• INSTRUCTIONS FOR THE TASK: Go line by line through the entries and show those that hold the string "project".
DATA FOR REVIEW Start Marker
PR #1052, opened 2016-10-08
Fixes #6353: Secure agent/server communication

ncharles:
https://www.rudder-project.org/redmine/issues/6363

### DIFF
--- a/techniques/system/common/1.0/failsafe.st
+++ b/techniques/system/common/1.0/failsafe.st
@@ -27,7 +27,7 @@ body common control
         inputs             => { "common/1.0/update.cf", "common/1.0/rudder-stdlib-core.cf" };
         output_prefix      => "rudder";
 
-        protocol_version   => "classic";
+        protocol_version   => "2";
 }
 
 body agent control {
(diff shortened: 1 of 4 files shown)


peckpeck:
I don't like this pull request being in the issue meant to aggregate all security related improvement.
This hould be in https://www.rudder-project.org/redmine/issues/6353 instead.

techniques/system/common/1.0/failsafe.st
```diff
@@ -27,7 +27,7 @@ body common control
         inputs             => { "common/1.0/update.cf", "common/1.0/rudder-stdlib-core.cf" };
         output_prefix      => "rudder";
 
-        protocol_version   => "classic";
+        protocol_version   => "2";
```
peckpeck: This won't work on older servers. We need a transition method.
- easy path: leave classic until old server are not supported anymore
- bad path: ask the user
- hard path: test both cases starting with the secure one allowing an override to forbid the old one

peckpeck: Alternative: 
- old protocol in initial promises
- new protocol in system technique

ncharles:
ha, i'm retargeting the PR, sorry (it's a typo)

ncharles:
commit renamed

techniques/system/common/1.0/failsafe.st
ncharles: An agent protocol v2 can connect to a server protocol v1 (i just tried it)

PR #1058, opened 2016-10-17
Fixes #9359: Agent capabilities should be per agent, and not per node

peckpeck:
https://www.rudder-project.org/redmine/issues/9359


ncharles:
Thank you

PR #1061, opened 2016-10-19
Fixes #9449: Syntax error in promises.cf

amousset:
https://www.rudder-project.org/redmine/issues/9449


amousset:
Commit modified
DATA FOR REVIEW End Marker
DATA FOR REVIEW Start Marker
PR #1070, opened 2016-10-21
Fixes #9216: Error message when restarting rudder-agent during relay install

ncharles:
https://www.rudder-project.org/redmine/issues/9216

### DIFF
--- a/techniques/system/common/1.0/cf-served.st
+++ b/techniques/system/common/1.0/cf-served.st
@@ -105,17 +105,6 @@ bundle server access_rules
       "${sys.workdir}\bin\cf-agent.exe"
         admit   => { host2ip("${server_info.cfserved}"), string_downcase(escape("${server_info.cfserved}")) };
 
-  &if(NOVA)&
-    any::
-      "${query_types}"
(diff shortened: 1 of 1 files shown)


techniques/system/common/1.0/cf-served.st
DATA FOR REVIEW End Marker
DATA FOR REVIEW Start Marker
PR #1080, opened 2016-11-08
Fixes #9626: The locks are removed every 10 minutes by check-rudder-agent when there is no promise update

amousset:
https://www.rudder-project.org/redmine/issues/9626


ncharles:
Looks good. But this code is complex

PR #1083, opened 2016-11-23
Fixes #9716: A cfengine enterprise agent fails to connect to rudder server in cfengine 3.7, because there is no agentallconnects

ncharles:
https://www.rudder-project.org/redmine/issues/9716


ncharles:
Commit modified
DATA FOR REVIEW End Marker
• SOLUTION TO THE EXERCISE:
https://www.rudder-project.org/redmine/issues/6363
This hould be in https://www.rudder-project.org/redmine/issues/6353 instead.
https://www.rudder-project.org/redmine/issues/9359
https://www.rudder-project.org/redmine/issues/9449
https://www.rudder-project.org/redmine/issues/9216
https://www.rudder-project.org/redmine/issues/9626
https://www.rudder-project.org/redmine/issues/9716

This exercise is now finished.